▶ **Dataset extract**:
Issue #6840, opened 2024-07-01
Hard to understand type error when referencing function as anything but function


anderseknert:
I had this happen to me today, and while it was pretty easy to spot my mistake, the only useful information from the error message was the location. Simplified example:

```rego
package play

import rego.v1

f(x) := x

allow if {
    some x in f
}
```

```shell
1 error occurred: policy.rego:8: rego_type_error: undefined ref: data.play.f[__local1__]
	data.play.f[__local1__]
	^^^^^^^^^^^
	have: (any) => any
```

Something like `function f used as reference, not called` (or whatever) would be a better way to explain the actual issue here.

PR #8253, opened 2026-01-27
 Improve type error message when referencing functions 

sspaink:
resolve https://github.com/open-policy-agent/opa/issues/6840

For the example provided in the issue, the new error will be:

```
❯ ./opa_darwin_arm64 check test.rego
1 error occurred: test.rego:8: rego_type_error: function data.play.f[__local1__] used as reference, not called
        data.play.f[__local1__]
        ^^^^^^^^^^^
        have: (any) => any
```

This does give the user more information that `f` is a function, unfortunately couldn't figure out a way to make `__local1__` easier to understand.


v1/ast/check_test.go
```diff
@@ -2623,6 +2623,19 @@ r := f()`,
...
+			policy: `package play
+
+import rego.v1
+
+f(x) := x
+
+allow if {
+    some x in f
+}`,
+			expectedError: "policy.rego:8: rego_type_error: function data.play.f[__local1__] used as reference, not called",
```
srenatus: Can we perhaps go the extra mile and remove the `[__local1__]`, too? If it's easy to do, figure out the prefix that _is a function_ vs the tail of the ref... If it's cumbersome, forget about it, the new message is so much better than the old message already. This is just icing on the cake (I like icing on the cake).

sspaink: Here you go some icing! Added a check to match the last part of the reference to the regex `__local[0-9]+__` and drop it. Wish there was more context identifying what part is the function 🤔 

but this does get us:

```
1 error occurred: test.rego:8: rego_type_error: function data.play.f used as reference, not called
        data.play.f[__local1__]
        ^^^^^^^^^^^
        have: (any) => any
```

sspaink: There is also this logic that wraps the `__local1__` in brackets that could be repurposed: https://github.com/open-policy-agent/opa/blob/main/v1/ast/term_appenders.go#L198-L223

Although it is vague enough that I am not sure what all the scenarios would be when something is wrapped in brackets. So I prefer the approach of handling this specific scenario until we find an example it doesn't work.

PR #8256, opened 2026-01-27
fix: nil *Profiler should not report Enabled()

anderseknert:
Not likely to be an issue for anyone but me, but since I stumbled upon and accidental nil dereference due to this, I might as well fix it. An uninitialized/nil *Profiler now returns `false` when asked if it's `Enabled()`, which seems more intuitive to me.


srenatus (approved):
Not wrong! 🎉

▶ **Brief**: Pick out, from the lines above, every one that contains the string "https".

▶ **Exercise response**:
resolve https://github.com/open-policy-agent/opa/issues/6840
sspaink: There is also this logic that wraps the `__local1__` in brackets that could be repurposed: https://github.com/open-policy-agent/opa/blob/main/v1/ast/term_appenders.go#L198-L223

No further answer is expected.